- _Exercise prompt_
From the entries that follow, report every line in which "endian" occurs.

- _Provided records_
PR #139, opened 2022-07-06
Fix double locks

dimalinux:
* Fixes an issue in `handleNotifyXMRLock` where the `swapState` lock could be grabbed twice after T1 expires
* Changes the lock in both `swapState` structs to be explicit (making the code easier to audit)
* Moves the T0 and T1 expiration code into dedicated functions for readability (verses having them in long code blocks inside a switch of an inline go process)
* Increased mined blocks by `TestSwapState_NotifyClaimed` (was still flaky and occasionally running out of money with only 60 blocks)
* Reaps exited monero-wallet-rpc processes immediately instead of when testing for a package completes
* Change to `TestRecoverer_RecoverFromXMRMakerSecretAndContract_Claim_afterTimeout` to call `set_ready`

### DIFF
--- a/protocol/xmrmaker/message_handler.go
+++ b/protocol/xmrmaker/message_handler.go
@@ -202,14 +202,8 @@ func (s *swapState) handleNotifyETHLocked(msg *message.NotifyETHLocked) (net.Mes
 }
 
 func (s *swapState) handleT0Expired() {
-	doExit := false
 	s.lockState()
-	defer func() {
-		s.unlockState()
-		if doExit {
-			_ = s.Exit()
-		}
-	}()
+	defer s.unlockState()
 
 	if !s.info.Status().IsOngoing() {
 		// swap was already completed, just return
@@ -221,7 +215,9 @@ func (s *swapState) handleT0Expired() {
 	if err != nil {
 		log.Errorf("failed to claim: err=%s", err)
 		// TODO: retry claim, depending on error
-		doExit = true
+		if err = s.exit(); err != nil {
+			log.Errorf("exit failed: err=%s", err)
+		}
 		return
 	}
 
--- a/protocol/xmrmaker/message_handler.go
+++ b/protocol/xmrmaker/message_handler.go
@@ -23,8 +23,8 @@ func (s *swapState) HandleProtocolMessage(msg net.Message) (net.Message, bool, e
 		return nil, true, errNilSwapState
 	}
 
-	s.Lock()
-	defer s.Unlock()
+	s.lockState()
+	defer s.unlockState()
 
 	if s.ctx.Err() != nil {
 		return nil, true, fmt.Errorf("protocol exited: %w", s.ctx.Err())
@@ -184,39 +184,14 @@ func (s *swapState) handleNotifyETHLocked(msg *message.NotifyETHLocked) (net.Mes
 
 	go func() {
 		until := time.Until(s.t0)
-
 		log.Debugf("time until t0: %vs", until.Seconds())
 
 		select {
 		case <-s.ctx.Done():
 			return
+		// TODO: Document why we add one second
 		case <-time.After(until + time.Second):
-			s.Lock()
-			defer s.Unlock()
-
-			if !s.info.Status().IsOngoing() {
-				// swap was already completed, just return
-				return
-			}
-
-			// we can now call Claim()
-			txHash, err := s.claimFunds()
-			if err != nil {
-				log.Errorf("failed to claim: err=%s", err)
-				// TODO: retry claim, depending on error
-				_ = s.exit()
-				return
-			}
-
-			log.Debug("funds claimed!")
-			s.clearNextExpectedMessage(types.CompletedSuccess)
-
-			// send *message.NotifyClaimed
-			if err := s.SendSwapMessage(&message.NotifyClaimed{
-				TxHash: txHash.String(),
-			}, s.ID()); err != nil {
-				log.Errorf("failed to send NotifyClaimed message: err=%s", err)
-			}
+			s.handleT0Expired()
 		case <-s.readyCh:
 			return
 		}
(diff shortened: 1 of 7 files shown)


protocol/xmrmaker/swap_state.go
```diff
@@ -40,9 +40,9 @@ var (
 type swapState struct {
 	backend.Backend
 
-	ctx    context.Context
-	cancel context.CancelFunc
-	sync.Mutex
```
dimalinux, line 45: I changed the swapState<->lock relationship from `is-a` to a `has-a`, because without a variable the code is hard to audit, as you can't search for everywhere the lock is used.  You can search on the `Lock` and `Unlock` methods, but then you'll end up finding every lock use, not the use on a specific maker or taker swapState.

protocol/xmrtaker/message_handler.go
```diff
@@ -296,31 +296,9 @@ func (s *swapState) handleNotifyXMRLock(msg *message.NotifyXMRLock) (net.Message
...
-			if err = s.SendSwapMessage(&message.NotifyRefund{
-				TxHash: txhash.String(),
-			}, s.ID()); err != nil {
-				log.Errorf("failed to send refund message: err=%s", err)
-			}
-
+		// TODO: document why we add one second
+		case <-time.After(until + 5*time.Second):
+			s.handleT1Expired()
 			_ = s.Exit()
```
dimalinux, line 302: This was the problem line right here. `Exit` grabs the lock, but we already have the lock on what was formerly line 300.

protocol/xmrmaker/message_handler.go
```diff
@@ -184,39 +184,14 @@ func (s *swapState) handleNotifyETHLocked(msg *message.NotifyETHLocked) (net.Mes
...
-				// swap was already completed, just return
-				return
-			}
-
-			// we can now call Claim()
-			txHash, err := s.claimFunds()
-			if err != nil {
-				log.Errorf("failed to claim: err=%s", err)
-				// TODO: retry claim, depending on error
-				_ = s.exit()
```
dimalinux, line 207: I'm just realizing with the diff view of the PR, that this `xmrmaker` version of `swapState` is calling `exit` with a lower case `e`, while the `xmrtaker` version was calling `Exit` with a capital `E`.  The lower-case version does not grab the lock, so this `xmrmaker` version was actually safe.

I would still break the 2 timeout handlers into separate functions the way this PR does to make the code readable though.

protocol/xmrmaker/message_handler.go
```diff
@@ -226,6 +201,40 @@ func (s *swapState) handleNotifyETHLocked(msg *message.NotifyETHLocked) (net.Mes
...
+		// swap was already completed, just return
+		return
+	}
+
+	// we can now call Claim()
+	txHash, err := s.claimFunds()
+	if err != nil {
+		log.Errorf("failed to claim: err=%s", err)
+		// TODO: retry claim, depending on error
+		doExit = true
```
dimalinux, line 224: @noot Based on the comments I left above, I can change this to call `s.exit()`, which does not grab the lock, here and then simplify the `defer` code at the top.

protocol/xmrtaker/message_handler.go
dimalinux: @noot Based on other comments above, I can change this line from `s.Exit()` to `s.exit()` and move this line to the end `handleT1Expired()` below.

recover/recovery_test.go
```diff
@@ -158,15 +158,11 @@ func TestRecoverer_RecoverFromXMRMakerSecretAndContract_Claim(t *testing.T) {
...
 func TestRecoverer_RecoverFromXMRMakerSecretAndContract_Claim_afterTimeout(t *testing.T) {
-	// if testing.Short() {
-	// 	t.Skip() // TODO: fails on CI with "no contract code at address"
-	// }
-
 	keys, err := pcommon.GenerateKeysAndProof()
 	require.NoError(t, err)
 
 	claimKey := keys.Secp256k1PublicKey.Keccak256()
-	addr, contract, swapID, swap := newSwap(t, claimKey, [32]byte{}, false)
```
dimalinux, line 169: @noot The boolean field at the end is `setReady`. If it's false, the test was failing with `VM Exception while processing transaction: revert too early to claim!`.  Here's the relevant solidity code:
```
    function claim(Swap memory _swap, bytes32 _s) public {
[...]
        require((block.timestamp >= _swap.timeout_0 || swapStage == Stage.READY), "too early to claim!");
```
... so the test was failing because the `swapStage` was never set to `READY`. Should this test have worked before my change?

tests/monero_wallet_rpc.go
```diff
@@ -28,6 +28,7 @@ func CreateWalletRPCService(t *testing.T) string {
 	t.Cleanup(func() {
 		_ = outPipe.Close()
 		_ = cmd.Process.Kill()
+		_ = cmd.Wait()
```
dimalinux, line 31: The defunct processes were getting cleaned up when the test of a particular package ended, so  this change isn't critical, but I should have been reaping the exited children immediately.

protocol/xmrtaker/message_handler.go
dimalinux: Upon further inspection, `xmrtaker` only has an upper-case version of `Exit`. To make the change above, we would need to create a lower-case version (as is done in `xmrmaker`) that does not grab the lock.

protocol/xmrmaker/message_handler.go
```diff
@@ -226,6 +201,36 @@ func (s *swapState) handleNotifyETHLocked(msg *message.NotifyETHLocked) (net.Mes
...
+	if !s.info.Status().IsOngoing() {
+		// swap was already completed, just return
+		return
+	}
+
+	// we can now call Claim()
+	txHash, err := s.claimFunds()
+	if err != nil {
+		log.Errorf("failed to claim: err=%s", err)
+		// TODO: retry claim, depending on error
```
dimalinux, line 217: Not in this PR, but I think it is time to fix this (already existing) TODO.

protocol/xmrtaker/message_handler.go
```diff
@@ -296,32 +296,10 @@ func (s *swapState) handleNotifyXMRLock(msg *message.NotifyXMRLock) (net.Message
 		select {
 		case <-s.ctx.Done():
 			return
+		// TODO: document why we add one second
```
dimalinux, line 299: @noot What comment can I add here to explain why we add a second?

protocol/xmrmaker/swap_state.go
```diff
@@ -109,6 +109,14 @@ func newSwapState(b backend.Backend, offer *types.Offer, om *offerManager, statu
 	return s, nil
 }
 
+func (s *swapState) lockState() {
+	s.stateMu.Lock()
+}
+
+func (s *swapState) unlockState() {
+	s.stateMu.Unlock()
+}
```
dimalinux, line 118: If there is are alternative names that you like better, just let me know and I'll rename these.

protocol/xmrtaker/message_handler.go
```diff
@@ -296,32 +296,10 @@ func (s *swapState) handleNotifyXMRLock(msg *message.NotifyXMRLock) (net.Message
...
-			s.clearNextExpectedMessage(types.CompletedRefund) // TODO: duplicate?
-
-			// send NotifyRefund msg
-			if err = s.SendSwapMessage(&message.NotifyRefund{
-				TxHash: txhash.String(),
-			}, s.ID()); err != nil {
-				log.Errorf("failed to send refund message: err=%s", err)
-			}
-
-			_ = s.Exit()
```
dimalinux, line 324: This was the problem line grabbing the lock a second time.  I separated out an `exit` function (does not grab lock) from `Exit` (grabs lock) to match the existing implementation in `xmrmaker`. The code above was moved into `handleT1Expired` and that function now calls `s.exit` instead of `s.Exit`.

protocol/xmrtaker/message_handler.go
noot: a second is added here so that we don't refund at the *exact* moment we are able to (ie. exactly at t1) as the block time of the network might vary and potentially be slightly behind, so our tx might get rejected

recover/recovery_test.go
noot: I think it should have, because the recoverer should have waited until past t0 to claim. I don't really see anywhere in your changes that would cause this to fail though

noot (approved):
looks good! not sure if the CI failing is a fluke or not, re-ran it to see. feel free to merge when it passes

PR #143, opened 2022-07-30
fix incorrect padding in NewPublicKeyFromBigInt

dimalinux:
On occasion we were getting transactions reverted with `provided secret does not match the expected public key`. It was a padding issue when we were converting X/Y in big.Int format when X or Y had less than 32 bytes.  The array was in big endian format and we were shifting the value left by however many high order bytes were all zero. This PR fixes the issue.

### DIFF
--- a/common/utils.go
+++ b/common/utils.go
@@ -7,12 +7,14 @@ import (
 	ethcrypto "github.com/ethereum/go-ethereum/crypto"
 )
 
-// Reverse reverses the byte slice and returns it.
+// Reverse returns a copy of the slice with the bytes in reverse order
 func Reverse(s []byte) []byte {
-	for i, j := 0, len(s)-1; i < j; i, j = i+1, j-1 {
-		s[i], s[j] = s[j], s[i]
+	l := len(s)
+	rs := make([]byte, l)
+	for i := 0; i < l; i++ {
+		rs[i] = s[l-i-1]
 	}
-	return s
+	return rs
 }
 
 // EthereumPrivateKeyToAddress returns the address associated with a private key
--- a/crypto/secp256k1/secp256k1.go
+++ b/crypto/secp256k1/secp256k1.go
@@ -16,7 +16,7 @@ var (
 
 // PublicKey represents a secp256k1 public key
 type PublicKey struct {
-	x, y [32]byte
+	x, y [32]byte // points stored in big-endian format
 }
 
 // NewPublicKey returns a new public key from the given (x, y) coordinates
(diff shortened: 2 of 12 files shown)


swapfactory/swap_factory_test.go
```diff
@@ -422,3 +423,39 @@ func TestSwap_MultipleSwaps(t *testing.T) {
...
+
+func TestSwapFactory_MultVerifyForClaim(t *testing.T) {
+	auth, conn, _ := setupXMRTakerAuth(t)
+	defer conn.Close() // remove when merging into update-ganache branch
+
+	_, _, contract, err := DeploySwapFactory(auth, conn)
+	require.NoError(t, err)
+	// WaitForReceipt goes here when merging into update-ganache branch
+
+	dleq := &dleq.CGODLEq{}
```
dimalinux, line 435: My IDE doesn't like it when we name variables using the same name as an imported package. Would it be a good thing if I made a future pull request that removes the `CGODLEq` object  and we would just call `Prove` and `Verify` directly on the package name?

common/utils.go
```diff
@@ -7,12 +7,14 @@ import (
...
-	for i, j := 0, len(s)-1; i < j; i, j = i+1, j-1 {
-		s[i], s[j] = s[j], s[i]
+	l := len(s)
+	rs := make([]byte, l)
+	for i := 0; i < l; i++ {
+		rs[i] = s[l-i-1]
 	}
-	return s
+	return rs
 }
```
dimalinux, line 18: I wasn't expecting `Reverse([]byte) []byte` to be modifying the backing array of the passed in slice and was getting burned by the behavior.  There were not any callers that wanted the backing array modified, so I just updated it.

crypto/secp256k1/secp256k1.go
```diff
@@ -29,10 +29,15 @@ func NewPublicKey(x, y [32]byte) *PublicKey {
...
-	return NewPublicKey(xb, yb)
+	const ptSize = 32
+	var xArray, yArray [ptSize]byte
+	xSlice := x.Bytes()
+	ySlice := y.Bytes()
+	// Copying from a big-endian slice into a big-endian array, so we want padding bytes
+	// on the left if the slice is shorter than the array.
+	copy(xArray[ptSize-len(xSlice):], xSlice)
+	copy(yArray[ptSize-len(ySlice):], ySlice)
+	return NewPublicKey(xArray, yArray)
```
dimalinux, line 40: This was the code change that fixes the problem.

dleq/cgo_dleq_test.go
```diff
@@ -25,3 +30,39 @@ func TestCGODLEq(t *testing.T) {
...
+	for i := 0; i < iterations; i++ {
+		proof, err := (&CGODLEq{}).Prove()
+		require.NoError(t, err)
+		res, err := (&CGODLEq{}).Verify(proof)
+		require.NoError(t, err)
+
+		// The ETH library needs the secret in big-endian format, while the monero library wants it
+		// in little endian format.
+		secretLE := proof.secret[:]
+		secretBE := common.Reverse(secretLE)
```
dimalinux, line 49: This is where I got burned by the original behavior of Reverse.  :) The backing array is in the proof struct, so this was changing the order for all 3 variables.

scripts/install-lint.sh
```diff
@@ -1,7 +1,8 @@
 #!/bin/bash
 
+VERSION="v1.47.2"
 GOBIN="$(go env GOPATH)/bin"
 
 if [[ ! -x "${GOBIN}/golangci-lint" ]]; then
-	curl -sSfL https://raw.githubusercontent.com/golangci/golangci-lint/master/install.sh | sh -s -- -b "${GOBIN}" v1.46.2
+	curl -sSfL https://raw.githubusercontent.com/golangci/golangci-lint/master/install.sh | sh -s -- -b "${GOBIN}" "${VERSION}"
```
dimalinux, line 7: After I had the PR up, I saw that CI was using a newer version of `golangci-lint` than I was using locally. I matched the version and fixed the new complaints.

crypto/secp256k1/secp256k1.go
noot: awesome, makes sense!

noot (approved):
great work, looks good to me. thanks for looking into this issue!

- _Exercise answer_
On occasion we were getting transactions reverted with `provided secret does not match the expected public key`. It was a padding issue when we were converting X/Y in big.Int format when X or Y had less than 32 bytes.  The array was in big endian format and we were shifting the value left by however many high order bytes were all zero. This PR fixes the issue.
+	x, y [32]byte // points stored in big-endian format
+	// Copying from a big-endian slice into a big-endian array, so we want padding bytes
+		// The ETH library needs the secret in big-endian format, while the monero library wants it
+		// in little endian format.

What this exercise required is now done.